In this issue, our guest editor Martin Berger investigates how museum collections of Latin American objects came into being. Much has been said about the commodification of “ethnographic” objects in the wake of the European avant-garde. A commodity demands and generates its own market to some extent, as becomes clear in the articles we assembled. The same strategies of buying, collecting, and selling applied and continue to apply to entirely different groups of cultural property. Museums bought and received donations from the same dealers and collectors who supplied them with avant-garde and Old Master paintings.

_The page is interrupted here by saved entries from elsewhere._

PR #601, opened 2023-10-13
Generate unique internal var names and add tests for name collisions.

inickles:
Ok we're back, one last time for now. 🤞

There are two changes here:

1. @augustuswm suggested that I add the test he'd introduced in the now-closed https://github.com/oxidecomputer/progenitor/pull/261.
2. In doing so I realized generating a unique name for internal variables from the params wouldn't be hard and it'd create less noise in generated output. I feel better about this than the static prefixes I introduces earlier.

Example output from new test:
```rust
impl Client {
    ///Gets a key
    ///
    ///Sends a `GET` request to `/key/{query}`
    ///
    ///Arguments:
    /// - `query`: Parameter name that was previously colliding
    /// - `client`: Parameter name that was previously colliding
    /// - `request`: Parameter name that was previously colliding
    /// - `response`: Parameter name that was previously colliding
    /// - `result`: Parameter name that was previously colliding
    /// - `url`: Parameter name that was previously colliding
    pub async fn key_get<'a>(
        &'a self,
        query: bool,
        client: bool,
        request: bool,
        response: bool,
        result: bool,
        url: bool,
    ) -> Result<ResponseValue<()>, Error<()>> {
        let _url = format!("{}/key/{}", self.baseurl, encode_path(&query.to_string()),);
        let mut _query = Vec::with_capacity(5usize);
        _query.push(("client", client.to_string()));
        _query.push(("request", request.to_string()));
        _query.push(("response", response.to_string()));
        _query.push(("result", result.to_string()));
        _query.push(("url", url.to_string()));
        let _request = self.client.get(_url).query(&_query).build()?;
        let _result = self.client.execute(_request).await;
        let _response = _result?;
        match _response.status().as_u16() {
            200u16 => Ok(ResponseValue::empty(_response)),
            _ => Err(Error::UnexpectedResponse(_response)),
        }
    }
}
```

### DIFF
--- a/progenitor-impl/src/util.rs
+++ b/progenitor-impl/src/util.rs
@@ -123,3 +123,21 @@ pub(crate) fn sanitize(input: &str, case: Case) -> String {
         format!("{}_", out)
     }
 }
+
+/// Given a desired name and a slice of proc_macro2::Ident, generate a new
+/// Ident that is unique from the slice.
+pub(crate) fn unique_ident_from(
+    name: &str,
+    identities: &[proc_macro2::Ident],
+) -> proc_macro2::Ident {
+    let mut name = name.to_string();
+
+    loop {
+        name.insert_str(0, "_");
+        let ident = quote::format_ident!("{}", name);
+
+        if !identities.contains(&ident) {
+            return ident;
+        }
+    }
+}
--- a/progenitor-impl/src/util.rs
+++ b/progenitor-impl/src/util.rs
@@ -133,11 +133,12 @@ pub(crate) fn unique_ident_from(
     let mut name = name.to_string();
 
     loop {
-        name.insert_str(0, "_");
         let ident = quote::format_ident!("{}", name);
 
         if !identities.contains(&ident) {
             return ident;
         }
+
+        name.insert_str(0, "_");
     }
 }
--- a/sample_openapi/param-collision.json
+++ b/sample_openapi/param-collision.json
@@ -1,0 +1,78 @@
+{
+    "openapi": "3.0.0",
+    "info": {
+        "description": "Minimal API for testing collision between parameter names and generated code",
+        "title": "Parameter name collision test",
+        "version": "v1"
+    },
+    "paths": {
+        "/key/{query}": {
+            "get": {
+                "description": "Gets a key",
+                "operationId": "key.get",
+                "parameters": [
+                    {
+                        "description": "Parameter name that was previously colliding",
+                        "in": "path",
+                        "name": "query",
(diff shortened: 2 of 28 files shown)


augustuswm:
One small suggestion. Does it make sense here to use an underscore suffix instead of a prefix due to the underscore prefix having a semantic meaning of "may be unused" already? Given that it is all occurring in generated code, I don't think there is a worry of correctness. As a reader of the generated code though, you may wonder why they are all marked that way.

inickles:
> One small suggestion. Does it make sense here to use an underscore suffix instead of a prefix due to the underscore prefix having a semantic meaning of "may be unused" already? Given that it is all occurring in generated code, I don't think there is a worry of correctness. As a reader of the generated code though, you may wonder why they are all marked that way.

Yeah, I could see that. Though my general preference for this is for prefixing, the differentiation is clearer to me, so if we wanted to alleviate that potential confusion my preference would be to use a double underscore, which I've seen used for private things.

I could change the string in https://github.com/oxidecomputer/progenitor/pull/601/files#diff-25893ecdd4f4d0e002500c89a463ff6bc8e30149732f3cb90dd1bc247c5e788cR136 to just be a `"__"`, which would increase the prefix by two at a time, still always prefixing by default.

I don't care if we choose to increment by one or two underscores (or perhaps an emoji instead) upon collision, or even if we default to using a prefix from the start - I could go either way on both those points and I'll defer to you @augustuswm  and @ahl. Simplest option seems to be just replace the str with `"__"`.

progenitor-impl/src/util.rs
```diff
@@ -123,3 +123,21 @@ pub(crate) fn sanitize(input: &str, case: Case) -> String {
...
+    let mut name = name.to_string();
+
+    loop {
+        name.insert_str(0, "_");
+        let ident = quote::format_ident!("{}", name);
+
+        if !identities.contains(&ident) {
+            return ident;
+        }
+    }
```
ahl, line 142: why not:
```suggestion
    loop {
        let ident = quote::format_ident!("{}", name);

        if !identities.contains(&ident) {
            return ident;
        }
        
        name.insert_str(0, "_");
    }
```

sample_openapi/param-collision.json
```diff
@@ -0,0 +1,78 @@
+{
```
ahl, line 1: where is this file used?

inickles: oops - somehow missed the important part where we invoke a test that uses it.. that's fixed now.

ahl:
nice

PR #606, opened 2023-10-16
Add CLI alias for standard in

augustuswm:
* Adds `-` as an alias for standard in when specifying a json body

This mirrors how the `api` method of the oxide.rs CLI functions. Body handling now looks like (for some type T):

```rust
if let Some(value) = matches.get_one::<String>("json-body") {
    use std::io::Read;
    let body_input = match value.as_str() {
        "-" => {
            let mut buf = Vec::new();
            std::io::stdin().read_to_end(&mut buf).unwrap();
            buf
        }
        file => std::fs::read(&file).unwrap(),
    };
    let body_value =
        serde_json::from_slice::<T>(&body_input).unwrap();
    request = request.body(body_value);
}
```

### DIFF
--- a/progenitor-impl/src/cli.rs
+++ b/progenitor-impl/src/cli.rs
@@ -440,7 +440,7 @@ impl Generator {
             CliBodyArg::Optional => Some(false),
         })
         .map(|required| {
-            let help = "Path to a file that contains the full json body.";
+            let help = r#"Path to a file that contains the full json body (use "-" to read from standard input)."#;
 
             quote! {
                 .arg(
@@ -450,7 +450,7 @@ impl Generator {
                         // Required if we can't turn the body into individual
                         // parameters.
                         .required(#required)
-                        .value_parser(clap::value_parser!(std::path::PathBuf))
+                        .value_parser(clap::value_parser!(String))
                         .help(#help)
                 )
                 .arg(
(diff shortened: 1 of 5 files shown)


progenitor-impl/src/cli.rs
```diff
@@ -477,12 +477,21 @@ impl Generator {
...
-                    let body_txt = std::fs::read_to_string(value).unwrap();
+                    use std::io::Read;
+                    let body_input = match value.as_str() {
+                        "-" => {
+                            let mut buf = Vec::new();
+                            std::io::stdin().read_to_end(&mut buf).unwrap();
+                            buf
+                        }
+                        file => std::fs::read(&file).unwrap()
+                    };
```
ahl, line 490: Would `from_reader` simplify this at all? https://docs.rs/serde_json/latest/serde_json/fn.from_reader.html

augustuswm: Definitely, updated it to use `from_reader` in both branches. Before merging though I would like to see if I can get a test in here. I don't think anything currently tests if a generated CLI would actually compile.

ahl: That would be great

ahl:
@augustuswm as I recall you were going to add a test; no rush, just wanted to make sure you weren't blocked on me.

augustuswm:
Correct, not blocked. On me to get that added.

augustuswm:
Added a rough pass at a compilation test. It is pretty much just a macro to generates tokens for each sdk and cli. These are then wrapped in tests that will fail to compile if the generated code fails to compile. The rest of the changes are largely bringing in the dev dependencies that the generated sdks and clis need to compile.

PR #90, opened 2018-11-27
fix tests

rikterbeek:
**Description**

**Tested scenarios**

**Fixed issue**:

### DIFF
--- a/tests/TestCase.php
+++ b/tests/TestCase.php
@@ -18,6 +18,8 @@ class TestCase extends \PHPUnit_Framework_TestCase
 
     public function __construct()
     {
+        date_default_timezone_set('Europe/Amsterdam');
+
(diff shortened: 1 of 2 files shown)


tests/TestCase.php
```diff
@@ -18,6 +18,8 @@ class TestCase extends \PHPUnit_Framework_TestCase
 
     public function __construct()
     {
+        date_default_timezone_set('Europe/Amsterdam');
```
cyattilakiss: $this->setDefaultsDuringDevelopment(); at the bottom of this constructor does the same, doesnt't it? If it's not working then maybe that should be called first

rikterbeek: yes will remove this.

rikterbeek:
```suggestion
```

PR #108, opened 2019-06-18
PW-911 Create ConnectedTerminals request into PHP Library

cyattilakiss:
**Tested scenarios**
Successful API call with response code 200


src/Adyen/Service/PosPayment.php
```diff
@@ -19,6 +19,11 @@ class PosPayment extends \Adyen\ApiKeyAuthenticatedService
 	 */
 	protected $txType;
 
+    /**
+     * @var ResourceModel\Payment\TerminalCloudAPI
```
Aleffio:
```suggestion
     * @var ResourceModel\Payment\ConnectedTerminals
```

VictorMetzler:
Hi guys, I'm do not know if this is the right spot do write but I've a question. Where do I find in this API the methods do talk with POS Terminals ? the only thing that I've found was this method ( getConnectedTerminals ). Ho do I, for example, send a payment for a terminal ?

PR #112, opened 2019-07-17
PW-1442 Update adyen-php-api-library to checkout v49

cyattilakiss:
**Description**
Bump version to 3.0.0
Update checkout api version from 41 to 49

### DIFF
--- a/src/Adyen/Client.php
+++ b/src/Adyen/Client.php
@@ -8,7 +8,7 @@ use Monolog\Handler\StreamHandler;
 
 class Client
 {
-    const LIB_VERSION = "2.1.0";
+    const LIB_VERSION = "3.0.0";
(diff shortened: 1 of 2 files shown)


cyattilakiss:
> Before releasing make sure our Magento extension will not be using this version as it will change payment method behaviour. As well we need to make sure in the release notes we mention the impact of changes for certain payment methods moving from v41 to v49 please talk to me before releasing.

The M2 plugin is already updated in the next release: https://github.com/Adyen/adyen-magento2/pull/478/files#diff-b5d0ee8c97c7abd7e3fa29b9a27d1780R17

I also got the changelog from checkout for v49 and commented under the ticket: PW-1442

Let's discuss it on Friday :)

PR #113, opened 2019-07-18
PW-1520: added formatAmount function and test

Aleffio:
added formatAmount function and test
fix ExceptionTest


tests/Util/UtilTest.php
```diff
@@ -22,4 +22,11 @@ public function testSha256() {
         ));
         $this->assertEquals("YtbpYcrdbvk0RSVwTwENMzomS0LYtiItMwXhI5tohXs=", $signature);
     }
+
+    public function testFormatAmount() {
+        $amount = 15.02;
+        $currency = "EUR";
+        $formattedAmount = Util::formatAmount($amount, $currency);
+        $this->assertEquals(1502, $formattedAmount);
+    }
```
rikterbeek: shall we add 3 test cases for the 3 different options ?

Aleffio: done

PR #115, opened 2019-07-24
Adding ability to override the API Checkout Version

rooboy35:
**Description**
To integrate the relatively new Adyen Dropin/Components functionality, a minimum API version of 'v49' is required, however this is currently a constant and not configurable in this SDK.
The fix here is to keep the default constant as-is, but to be able to call `$client->setApiCheckoutVersion("v49")` dynamically.

**Tested scenarios**
New test `CheckoutTest->testApiCheckoutVersionOverride()` which asserts:
- the current API version being used matches `Client::API_CHECKOUT_VERSION` by default
- if the new `setApiCheckoutVersion()` function is called, retrieving the active version from the client matches the new value that was specified

Also fixed some broken tests in `tests/TestCase.php`

**Fixed issue**:  
No issue was reported before this change


cyattilakiss:
Hi @rooboy35 ,

Thank you for your PR, we are going to review and discuss your approach in the upcoming sprint.

Best,
Attila
Adyen

mr-feek:
I was also looking for a way to override this version 👍

rikterbeek:
Hi @rooboy35,

Thanks for the PR. As we want to have control what API version is used by what merchants as it is not always backwards compatible with all the payments methods we will not allow this PR. You are fully able to do a PR for just updating the version to v49 so we can review and do additional changes if needed. We have done this now already and we make a new release this week so you can update to the latest version.

Regards,
Rik
Adyen

mr-feek:
What are the implications of this API version differing from the version listed on the "API URLs and response" page within the account settings?

PR #117, opened 2019-08-27
PW-1532: Add HMAC validation on all libraries Add method to validate …

Aleffio:
…hmac

**Description**

**Tested scenarios**

**Fixed issue**:

### DIFF
--- a/src/Adyen/Util/Util.php
+++ b/src/Adyen/Util/Util.php
@@ -77,4 +77,17 @@ class Util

The secret was decontextualization – offering objects with strong visual credentials which could be regarded as artworks irrespective of their original purpose.

The recent restitution campaign in Mexico under the header “Mi Patrimonio No Se Vende” – my heritage is not for sale – taps into a global sea change on who should own what cultural assets and why.1 The articles in this issue reflect on earlier times and different, often condescending or just mercenary attitudes. In the 1960s, a looted item from Olmec could be advertised in New York and sell for a four-figure sum. Yet by law, all of the precolonial archaeology from Mexican territory belonged to the Mexican nation since the 1890s. At the very latest, the 1970 UNESCO convention (see Viola König’s article) should have protected this item from illegal trade.

What we refer to as ethnographic objects did not fall from the sky, nor were they rescued from certain destruction by researchers with a passion to preserve them. They were looted and exchanged, bought, sold, and donated. They changed hands in the same way that European paintings and sculpture did, and these hands were often the same. It makes sense to see the market structures and strategies as a whole, as the buyers’ motivations are the same: Treasure. The wish to take possession of cultural emanations of any kind. A desire to display and demonstrate, glowingly. Admiration and appropriation.

A final afterthought: Should this issue prompt research and publications on collectors in Latin America who purchased European artefacts, we would of course be delighted.

Susanne Meyer-Abich


1 See for example: Stone by Ancient Stone, Mexico Recovers Its Lost Treasures, in The New York Times, 23 October 2023.